EXERCISE » Your reply should contain every record, restated word for word.

Records drawn from a dataset:
PR #2276, opened 2024-12-18
LTD-5734-fix-serial-number-update-error 

depsiatwal:
https://uktrade.atlassian.net/browse/LTD-5734

This Application had 1500 items for the same good entry. 
So when the exporter submits a serial number for 1500 entries the middleware throws an error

WRITTEN SOLUTION »
PR #2276, opened 2024-12-18
LTD-5734-fix-serial-number-update-error 

depsiatwal:
https://uktrade.atlassian.net/browse/LTD-5734

This Application had 1500 items for the same good entry. 
So when the exporter submits a serial number for 1500 entries the middleware throws an error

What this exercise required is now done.